[Stored records]
>>>>>
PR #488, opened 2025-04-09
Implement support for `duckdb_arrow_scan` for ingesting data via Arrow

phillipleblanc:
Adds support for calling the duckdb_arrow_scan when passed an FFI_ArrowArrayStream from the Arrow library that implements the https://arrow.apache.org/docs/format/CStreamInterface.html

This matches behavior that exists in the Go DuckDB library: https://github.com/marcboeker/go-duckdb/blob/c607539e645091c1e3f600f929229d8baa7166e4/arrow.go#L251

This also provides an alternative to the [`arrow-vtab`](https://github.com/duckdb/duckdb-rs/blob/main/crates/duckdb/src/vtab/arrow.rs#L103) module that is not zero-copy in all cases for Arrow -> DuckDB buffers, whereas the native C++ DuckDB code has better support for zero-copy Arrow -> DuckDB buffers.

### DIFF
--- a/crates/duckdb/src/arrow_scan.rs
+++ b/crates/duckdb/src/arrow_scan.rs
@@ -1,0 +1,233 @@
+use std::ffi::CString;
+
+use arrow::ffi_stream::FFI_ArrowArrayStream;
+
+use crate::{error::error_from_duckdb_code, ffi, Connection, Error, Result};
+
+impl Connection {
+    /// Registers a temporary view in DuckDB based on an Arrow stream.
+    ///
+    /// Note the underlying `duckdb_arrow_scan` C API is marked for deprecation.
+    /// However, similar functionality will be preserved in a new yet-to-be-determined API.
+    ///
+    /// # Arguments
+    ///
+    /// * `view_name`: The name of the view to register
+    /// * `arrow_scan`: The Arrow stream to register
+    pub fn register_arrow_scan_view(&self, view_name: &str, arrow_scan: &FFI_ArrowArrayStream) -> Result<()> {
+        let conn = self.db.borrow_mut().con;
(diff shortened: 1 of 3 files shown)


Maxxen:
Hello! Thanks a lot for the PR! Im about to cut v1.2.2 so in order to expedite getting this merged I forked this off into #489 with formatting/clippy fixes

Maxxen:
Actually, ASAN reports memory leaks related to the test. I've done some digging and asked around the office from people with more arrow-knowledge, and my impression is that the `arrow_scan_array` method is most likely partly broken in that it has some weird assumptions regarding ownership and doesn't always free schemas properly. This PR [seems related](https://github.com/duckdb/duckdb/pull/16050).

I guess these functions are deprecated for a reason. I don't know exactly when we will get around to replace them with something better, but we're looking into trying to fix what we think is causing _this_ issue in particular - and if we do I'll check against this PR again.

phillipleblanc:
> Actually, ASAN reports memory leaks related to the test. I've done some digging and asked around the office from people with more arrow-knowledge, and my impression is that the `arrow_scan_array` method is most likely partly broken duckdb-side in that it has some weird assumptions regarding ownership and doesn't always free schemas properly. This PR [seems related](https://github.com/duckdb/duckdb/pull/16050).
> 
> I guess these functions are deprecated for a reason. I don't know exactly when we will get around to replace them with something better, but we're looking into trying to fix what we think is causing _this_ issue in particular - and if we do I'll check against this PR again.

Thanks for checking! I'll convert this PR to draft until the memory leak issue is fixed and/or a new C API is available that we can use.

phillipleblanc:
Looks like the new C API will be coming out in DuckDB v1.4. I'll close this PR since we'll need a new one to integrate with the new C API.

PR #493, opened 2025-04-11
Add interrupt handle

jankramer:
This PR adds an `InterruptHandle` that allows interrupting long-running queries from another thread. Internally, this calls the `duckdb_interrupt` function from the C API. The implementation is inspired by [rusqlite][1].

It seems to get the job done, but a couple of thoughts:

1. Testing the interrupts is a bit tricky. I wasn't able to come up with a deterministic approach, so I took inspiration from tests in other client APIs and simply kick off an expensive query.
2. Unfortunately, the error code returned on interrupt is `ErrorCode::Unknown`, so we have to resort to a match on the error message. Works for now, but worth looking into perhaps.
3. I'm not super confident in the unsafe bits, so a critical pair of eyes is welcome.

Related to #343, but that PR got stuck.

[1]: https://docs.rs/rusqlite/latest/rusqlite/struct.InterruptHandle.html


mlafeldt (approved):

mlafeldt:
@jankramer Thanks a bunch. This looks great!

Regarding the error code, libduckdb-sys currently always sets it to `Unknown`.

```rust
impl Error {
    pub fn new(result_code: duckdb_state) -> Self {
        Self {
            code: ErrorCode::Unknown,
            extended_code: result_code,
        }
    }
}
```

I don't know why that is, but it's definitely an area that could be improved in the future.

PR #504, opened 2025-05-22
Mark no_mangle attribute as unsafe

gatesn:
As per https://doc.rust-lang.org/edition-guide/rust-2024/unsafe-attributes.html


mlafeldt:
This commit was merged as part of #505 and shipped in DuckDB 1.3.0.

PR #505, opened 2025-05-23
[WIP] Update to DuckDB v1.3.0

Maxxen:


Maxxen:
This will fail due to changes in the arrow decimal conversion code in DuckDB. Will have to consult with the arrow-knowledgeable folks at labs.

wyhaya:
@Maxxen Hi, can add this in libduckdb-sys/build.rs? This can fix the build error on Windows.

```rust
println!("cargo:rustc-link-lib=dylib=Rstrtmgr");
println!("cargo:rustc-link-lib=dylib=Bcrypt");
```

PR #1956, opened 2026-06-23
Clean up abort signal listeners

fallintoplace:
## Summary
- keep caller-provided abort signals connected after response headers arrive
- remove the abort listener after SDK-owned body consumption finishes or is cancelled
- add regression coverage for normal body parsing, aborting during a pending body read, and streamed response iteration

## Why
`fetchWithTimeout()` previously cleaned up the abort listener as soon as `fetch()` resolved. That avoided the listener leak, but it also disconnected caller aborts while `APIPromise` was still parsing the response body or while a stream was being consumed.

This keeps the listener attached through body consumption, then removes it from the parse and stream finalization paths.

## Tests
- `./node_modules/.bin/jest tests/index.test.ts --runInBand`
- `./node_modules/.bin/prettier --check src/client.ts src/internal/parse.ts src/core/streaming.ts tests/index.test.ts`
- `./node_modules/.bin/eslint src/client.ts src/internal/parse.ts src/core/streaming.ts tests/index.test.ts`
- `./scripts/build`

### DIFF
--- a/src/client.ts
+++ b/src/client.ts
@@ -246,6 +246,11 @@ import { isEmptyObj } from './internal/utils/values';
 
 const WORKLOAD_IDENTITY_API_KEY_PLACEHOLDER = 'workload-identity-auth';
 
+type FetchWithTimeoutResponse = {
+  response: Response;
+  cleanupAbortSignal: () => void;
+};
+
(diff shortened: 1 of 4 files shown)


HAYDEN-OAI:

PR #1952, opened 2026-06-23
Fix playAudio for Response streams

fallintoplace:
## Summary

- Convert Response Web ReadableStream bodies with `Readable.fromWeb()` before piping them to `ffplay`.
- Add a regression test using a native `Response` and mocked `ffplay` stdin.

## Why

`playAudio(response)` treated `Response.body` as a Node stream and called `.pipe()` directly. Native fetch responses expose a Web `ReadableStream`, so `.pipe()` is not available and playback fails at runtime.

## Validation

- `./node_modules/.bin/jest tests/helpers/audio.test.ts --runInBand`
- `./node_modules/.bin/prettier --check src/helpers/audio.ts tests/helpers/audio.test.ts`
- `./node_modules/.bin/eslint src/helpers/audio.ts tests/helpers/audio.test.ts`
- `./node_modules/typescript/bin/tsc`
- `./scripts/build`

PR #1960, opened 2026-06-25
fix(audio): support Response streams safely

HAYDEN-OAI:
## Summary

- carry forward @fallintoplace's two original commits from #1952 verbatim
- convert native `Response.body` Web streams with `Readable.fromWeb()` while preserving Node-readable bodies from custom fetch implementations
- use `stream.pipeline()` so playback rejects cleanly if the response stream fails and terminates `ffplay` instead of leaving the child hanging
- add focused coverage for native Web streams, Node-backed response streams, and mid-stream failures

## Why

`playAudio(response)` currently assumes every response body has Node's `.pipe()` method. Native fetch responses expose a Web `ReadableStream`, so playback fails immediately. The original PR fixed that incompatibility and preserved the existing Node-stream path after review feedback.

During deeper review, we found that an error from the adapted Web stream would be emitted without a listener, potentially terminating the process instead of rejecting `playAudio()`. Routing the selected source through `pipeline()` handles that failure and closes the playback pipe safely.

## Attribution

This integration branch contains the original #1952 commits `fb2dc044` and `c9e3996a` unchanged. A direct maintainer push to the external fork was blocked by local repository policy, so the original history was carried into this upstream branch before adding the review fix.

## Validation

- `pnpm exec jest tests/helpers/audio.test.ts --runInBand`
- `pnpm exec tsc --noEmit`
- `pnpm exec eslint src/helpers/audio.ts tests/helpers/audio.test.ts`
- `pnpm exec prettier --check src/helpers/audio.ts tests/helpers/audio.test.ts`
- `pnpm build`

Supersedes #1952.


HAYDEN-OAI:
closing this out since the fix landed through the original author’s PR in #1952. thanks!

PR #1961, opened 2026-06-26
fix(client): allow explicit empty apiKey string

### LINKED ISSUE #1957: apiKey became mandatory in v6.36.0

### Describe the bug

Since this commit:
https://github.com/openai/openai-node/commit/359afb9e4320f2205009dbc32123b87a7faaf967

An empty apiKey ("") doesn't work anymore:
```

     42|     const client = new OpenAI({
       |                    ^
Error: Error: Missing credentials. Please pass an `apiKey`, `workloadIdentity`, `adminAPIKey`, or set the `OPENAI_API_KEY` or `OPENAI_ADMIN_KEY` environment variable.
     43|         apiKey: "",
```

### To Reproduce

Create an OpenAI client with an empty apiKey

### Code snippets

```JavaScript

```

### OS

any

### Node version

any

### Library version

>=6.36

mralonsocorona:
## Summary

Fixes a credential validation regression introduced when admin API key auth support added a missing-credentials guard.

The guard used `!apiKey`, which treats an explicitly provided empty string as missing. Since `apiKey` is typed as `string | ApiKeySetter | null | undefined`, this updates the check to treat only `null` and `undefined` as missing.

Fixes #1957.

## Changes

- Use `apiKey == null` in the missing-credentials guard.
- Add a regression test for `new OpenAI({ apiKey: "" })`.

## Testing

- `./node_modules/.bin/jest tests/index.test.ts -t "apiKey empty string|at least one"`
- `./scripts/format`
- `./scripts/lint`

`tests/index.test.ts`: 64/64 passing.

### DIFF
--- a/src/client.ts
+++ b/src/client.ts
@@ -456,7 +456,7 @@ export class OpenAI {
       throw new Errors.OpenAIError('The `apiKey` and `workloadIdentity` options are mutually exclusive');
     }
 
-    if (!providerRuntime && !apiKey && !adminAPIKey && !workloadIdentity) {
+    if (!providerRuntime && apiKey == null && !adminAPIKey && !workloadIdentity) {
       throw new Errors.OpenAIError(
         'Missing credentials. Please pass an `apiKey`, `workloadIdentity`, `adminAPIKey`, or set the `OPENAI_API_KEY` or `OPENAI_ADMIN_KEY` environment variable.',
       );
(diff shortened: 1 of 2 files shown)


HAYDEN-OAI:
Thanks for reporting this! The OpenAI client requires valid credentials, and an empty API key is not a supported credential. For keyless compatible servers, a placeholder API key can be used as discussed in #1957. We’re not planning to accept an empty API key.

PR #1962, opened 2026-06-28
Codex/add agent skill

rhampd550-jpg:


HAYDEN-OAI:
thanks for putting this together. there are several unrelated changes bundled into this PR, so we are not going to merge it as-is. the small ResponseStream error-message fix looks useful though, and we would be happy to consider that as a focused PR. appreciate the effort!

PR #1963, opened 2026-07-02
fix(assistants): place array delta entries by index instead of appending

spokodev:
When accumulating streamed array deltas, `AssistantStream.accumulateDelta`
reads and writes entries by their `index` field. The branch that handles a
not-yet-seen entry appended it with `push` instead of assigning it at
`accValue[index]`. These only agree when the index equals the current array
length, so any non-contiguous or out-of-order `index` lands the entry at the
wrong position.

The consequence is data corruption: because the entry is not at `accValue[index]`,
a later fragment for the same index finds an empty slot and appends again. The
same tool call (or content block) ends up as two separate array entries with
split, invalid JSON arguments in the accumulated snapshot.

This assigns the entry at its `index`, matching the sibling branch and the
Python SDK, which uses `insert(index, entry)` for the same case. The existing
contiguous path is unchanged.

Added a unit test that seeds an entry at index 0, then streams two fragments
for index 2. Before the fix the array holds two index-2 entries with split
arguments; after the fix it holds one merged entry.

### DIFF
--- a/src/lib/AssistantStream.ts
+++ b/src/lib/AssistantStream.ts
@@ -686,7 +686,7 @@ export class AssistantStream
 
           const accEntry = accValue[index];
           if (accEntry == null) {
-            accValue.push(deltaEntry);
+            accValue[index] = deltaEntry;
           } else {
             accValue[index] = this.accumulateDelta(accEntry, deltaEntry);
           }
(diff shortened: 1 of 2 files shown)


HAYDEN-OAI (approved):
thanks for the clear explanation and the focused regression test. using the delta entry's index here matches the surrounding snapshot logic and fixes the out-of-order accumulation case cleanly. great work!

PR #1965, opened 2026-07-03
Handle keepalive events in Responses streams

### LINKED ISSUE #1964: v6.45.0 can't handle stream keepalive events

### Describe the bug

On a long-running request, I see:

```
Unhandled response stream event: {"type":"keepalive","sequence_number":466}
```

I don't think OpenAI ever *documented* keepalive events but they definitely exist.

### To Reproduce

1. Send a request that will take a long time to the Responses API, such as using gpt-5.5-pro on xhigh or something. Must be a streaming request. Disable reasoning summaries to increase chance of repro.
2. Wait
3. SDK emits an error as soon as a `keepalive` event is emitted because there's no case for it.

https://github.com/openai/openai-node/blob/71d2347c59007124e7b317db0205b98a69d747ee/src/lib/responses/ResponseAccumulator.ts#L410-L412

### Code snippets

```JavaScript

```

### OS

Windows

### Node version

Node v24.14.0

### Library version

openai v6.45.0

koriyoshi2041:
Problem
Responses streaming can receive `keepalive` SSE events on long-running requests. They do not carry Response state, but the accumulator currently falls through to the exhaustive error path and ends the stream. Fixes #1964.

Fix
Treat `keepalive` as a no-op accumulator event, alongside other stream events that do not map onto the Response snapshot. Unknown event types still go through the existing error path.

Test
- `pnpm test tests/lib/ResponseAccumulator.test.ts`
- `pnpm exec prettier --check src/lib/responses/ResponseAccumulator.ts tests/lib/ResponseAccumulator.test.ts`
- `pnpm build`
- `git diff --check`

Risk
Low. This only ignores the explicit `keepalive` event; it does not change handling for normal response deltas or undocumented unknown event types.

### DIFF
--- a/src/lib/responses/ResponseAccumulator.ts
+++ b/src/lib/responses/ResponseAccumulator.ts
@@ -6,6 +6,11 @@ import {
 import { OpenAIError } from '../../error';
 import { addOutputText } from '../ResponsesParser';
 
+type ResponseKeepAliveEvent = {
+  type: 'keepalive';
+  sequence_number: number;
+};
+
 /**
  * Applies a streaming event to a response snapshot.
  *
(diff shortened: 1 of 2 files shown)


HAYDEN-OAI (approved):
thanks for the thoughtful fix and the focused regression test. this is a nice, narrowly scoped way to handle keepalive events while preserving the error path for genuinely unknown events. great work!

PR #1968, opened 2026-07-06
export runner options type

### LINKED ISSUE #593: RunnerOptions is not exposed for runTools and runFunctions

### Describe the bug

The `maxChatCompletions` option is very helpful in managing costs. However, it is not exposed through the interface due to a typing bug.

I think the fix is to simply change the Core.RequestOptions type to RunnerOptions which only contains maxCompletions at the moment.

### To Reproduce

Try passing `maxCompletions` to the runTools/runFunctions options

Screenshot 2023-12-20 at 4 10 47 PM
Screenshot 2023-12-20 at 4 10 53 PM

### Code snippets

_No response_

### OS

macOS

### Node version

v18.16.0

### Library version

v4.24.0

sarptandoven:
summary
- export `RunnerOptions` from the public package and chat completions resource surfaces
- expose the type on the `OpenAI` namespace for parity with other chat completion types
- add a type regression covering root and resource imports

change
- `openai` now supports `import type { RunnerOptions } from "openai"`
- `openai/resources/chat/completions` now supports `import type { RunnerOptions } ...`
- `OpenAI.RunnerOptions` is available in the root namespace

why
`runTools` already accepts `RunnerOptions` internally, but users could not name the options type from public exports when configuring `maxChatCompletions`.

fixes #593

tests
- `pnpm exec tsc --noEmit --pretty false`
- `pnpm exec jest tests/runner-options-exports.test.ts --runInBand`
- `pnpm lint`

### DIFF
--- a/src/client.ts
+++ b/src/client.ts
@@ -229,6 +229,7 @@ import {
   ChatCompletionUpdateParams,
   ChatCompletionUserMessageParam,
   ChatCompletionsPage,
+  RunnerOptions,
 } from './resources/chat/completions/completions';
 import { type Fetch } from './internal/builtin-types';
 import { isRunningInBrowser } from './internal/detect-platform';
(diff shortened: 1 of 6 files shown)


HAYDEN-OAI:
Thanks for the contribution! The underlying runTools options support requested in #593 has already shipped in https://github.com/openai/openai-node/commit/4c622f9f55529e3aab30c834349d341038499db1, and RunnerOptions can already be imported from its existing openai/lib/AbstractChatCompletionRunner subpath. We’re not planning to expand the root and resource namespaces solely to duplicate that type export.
<<<<<
▸ Your instructions
Please find, in the entries above, every line where "Windows" occurs, and copy it.

▸ Answer to the exercise
@Maxxen Hi, can add this in libduckdb-sys/build.rs? This can fix the build error on Windows.
Windows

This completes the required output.